Sy's shouts shot Mease right out his yin and into the thick of all yang. Without even looking, Mease slammed the tranny into drive, swerved out of his parking spot and into the street. Sy guarded the rearview, while it took everything Mease had to swerve back. Mease and Sy leaned hard left. Then Mease swerved back right, away from oncoming Manhatta
n traffic, and back into his lane.
The only thing they seemed to avoid was death, as a redheaded woman stopped running, flipped open her cell, and started dialing.
"Hahahahahahaha!!!! You shoulda seen ya fuckin' face, sun!" Sy squawked. Mease realized his brother was not only late, but joking with antics Mease hated with a passion.
"Yo, is you fuckin' crazy? I almost killed people, almost killed us!"
Sy giggled at his brother's reaction to impending death, but he could tell Mease had been pushed beyond the edge.
"Word to mother, I should pull over and take your stupid ass out myself! Where you goin', sun?
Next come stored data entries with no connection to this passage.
PR #3091, opened 2023-04-20
Remove everything relating to legacy pipelines

dominiklohmann:
We did it! This removes the old pipeline execution model.

This commit removes the (broken) support for ad-hoc import pipeline execution. The import command applied pipelines per slice, which was not correct, and also led to events being miscounted and wrong metrics being reported. The feature will return in the near future via an `import` sink operator, enabling the more flexible `vast exec '… | import'`.

Fixes tenzir/issues#199


jachris (approved):
I love deleting code :)

PR #3092, opened 2023-04-20
Implement a `cast` operator

dominiklohmann:
The semantics of this are rather straightforward: The `cast <schema>` operator takes the name of a known schema, and parses input events to it iff possible.

I developed this primarily because I needed it to be able to test casting to understand how we want to improve upon the adaptive builder, and figured that it'd make for a pretty good operator on its own.

NOTE: This is not ready to be merged; I primarily opened this as a draft PR because I didn't want the work to be lost. There are quite a few missing conversions in casting, so while the operator itself is unlikely to change it is pretty much useless right now because the underlying `cast` function needs more of our attention.


dominiklohmann:
I will bring this back in the future once we're a bit further on the casting side of things.

PR #3093, opened 2023-04-21
Implement the `measure` operator

dominiklohmann:
The `measure [--real-time]` operator emits metrics about the input into the pipeline. The operator handles both events and bytes as input, and emits the metrics as events as described by these schemas, respectively:

```
type vast.metrics.events = record  {
  timestamp: time,
  schema: string,
  schema_id: string,
  events: uint64,
}

type vast.metrics.bytes = record  {
  timestamp: time,
  bytes: uint64,
}
```

The `--real-time` option causes the operator to instantly emit the metrics at the cost of throughput.

```[tasklist]
### Tasks
- [x] Implement the operator
- [x] Agree on schema names for the metrics events
- [x] Write tests
- [x] Document the operator
- [x] Add a changelog entry
```


web/docs/understand/operators/transformations/inspect.md
```diff
@@ -0,0 +1,59 @@
...
+```title="Bytes Metrics"
+type vast.metrics.bytes = record  {
+  timestamp: time,
+  bytes: uint64,
+}
+```
+
+### `--real-time`
+
+Emit metrics immediately rather than buffering at the cost of performance.
```
mavam, line 34: As a user, I don't understand what I'm "paying" for. Can you describe details about the buffering, e.g., in terms of space or time.

mavam: Suggestion for the description:

> Emit metrics immediately with every batch, rather than buffering until the upstream operator stalls, i.e., is idle or waiting for further input.
>
> The `--real-time` option is useful when `inspect` should emit data without latency.

Writing this, I realized that I would probably want `--real-time` to be the default. Have you ever encountered an issue with this in practice?

dominiklohmann: I had a test setup with ~300M results and ran roughly the following with hardcoded timing code around the pipeline:

```
vast export json 'inspect | summarize sum(bytes) by schema'
```

With `--real-time`, the pipeline took over 100x longer because we sent batches of size 1 into the `summarize` operators.

I would argue that it's a very dangerous default, as you usually want to put the metrics into the pipeline because you want to work with them further.

mavam: I see. If most of the workloads are of this kind, then it indeed is safer to opt out of batching.

libvast/builtins/operators/inspect.cpp
```diff
@@ -0,0 +1,154 @@
+//    _   _____   __________
+//   | | / / _ | / __/_  __/     Visibility
+//   | |/ / __ |_\ \  / /          Across
+//   |___/_/ |_/___/ /_/       Space and Time
+//
+// SPDX-FileCopyrightText: (c) 2023 The VAST Contributors
+// SPDX-License-Identifier: BSD-3-Clause
+
+#include "vast/pipeline.hpp"
```
jachris, line 9: Nitpick: `#include <vast/...>`

web/docs/understand/operators/transformations/inspect.md
```diff
@@ -0,0 +1,59 @@
+# inspect
+
+Replaces the input with incremental metrics describing about the input.
```
jachris, line 3:
```suggestion
Replaces the input with incremental metrics describing the input.
```

jachris, line 3: For me, the word "incremental" is kind of misleading. I don't really have a great suggestion right now, but I'd prefer something like "Yields metrics about each received batch of events" and similarly for the other parts of the documentation.

jachris (approved):
One general comment: You could consider renaming this operator, because `inspect` is not the most intuitive name for its behavior. Perhaps even something like `metrics` (although we'd normally avoid nouns). But you can also keep it as-is.

libvast/builtins/operators/inspect.cpp
dominiklohmann: I think we all just copy `pass.cpp` every time we create a new operator, or so it feels... 😅

dominiklohmann:
> @jachris: You could consider renaming this operator, because inspect is not the most intuitive name for its behavior. Perhaps even something like metrics (although we'd normally avoid nouns). But you can also keep it as-is.

@mavam do you have an idea for a better name? I agree generally that `inspect` is not the ideal name, but I don't know what we should use. Potential candidates that are verbs:
1. inspect
2. measure
3. debug
4. monitor
5. view (similar to the UNIX tool `pv`)
6. metric (which according to Wiktionary can also be used as a verb)

jachris:
TBH, although I absolutely prefer verbs as well, we should not put this requirement above everything else. If there is no adequate verb, we should just use a noun. And we already do this with `from` and `to` (although you might argue that sources and sinks are special). Also, we might want to use `inspect` for something else that is more inspect-y.

mavam:
I agree that `inspect` is probably more well-suited to yield the AST of the pipeline or some other structural information. Ideas for verbs, in order of preference:

1. profile
2. measure
3. observe
4. monitor

dominiklohmann:
Of the suggested alternatives I chose to go with `measure` for now; there was no objection internally.

vast/integration/vast_integration_suite.yaml
```diff
@@ -785,3 +785,27 @@ tests:
...
+        input: data/json/files.log.json.gz
+      - command: exec 'read json | measure --real-time | measure | drop timestamp | write json'
+        input: data/json/files.log.json.gz
+
+  Measure Bytes:
+    tags: [pipelines]
+    steps:
+      - command: exec 'load stdin | measure | drop timestamp | write json'
+        input: data/json/conn.log.json.gz
+      - command: exec 'load stdin | measure | measure | drop timestamp | write json'
```
mavam, line 806: Higher-order metrics. 😜

dominiklohmann: This actually allows for seeing whether `measure --real-time` works, because all entries in `measure --real-time | measure` must show a batch size of 1.

PR #3073, opened 2023-04-14
Create a VAST version that can connect to the cloud

lava:
The main contribution is the additiona of a new `atom::proxy` handler in the node that can be used to access the REST endpoints of a VAST node. Various additional changes are made in connection to that, in particular a new `internal_http_response` class is introduced that allows usage of the REST infrastructure independentlyl of the restinio server.

Also, some infrastructure changes are made to build the closed-source `cloud` plugin as part of the new CE docker image.

PR #3094, opened 2023-04-24
Remove outgoing paths when matcher clients go down

lava:
This fixes two issues in the matcher and matcher supervisor that were found while going over the code in a bughunting session.


contrib/vast-plugins
dominiklohmann, line 1: Please add a changelog entry for this.

dominiklohmann (approved):

contrib/vast-plugins
lava: After #3073 was merged this PR now contains only the comment change, which probably doesn't warrant a changelog entry.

Cuz I'ma drop ya crazy ass off e-mediate-ly!" Mease proclaimed.
"I'ma go uptown real quick and git right."
"Yeah, a'ight," Mease said as he switched lanes, speedballing up the West Side Highway, hoping no police had seen his jeep or license plate. Little did Mease know that po-lice would be the least of his worries.
* * *
The brisk winter wind blew party fliers across the windshield. Sy jumped, coughing up chronic smoke. Mease slowly turned his head. They were sitting in the jeep a couple blocks away from The Tunnel. A few blocks off the West Side Highway—and the water—it was no wonder the wind curled in the quick of this night. It was cool, though . . . all Mease had to do was push the button on the dashboard to adjust the climate control, and all indications of frío in the Land Cruiser were nil. Problem was, Mease was so damn high and that button was so damn far away . . . when he reached for it, he could hear the ticking sound like when the Six Million Dollar Man flexed his bionic muscles to make some superhuman physical movement.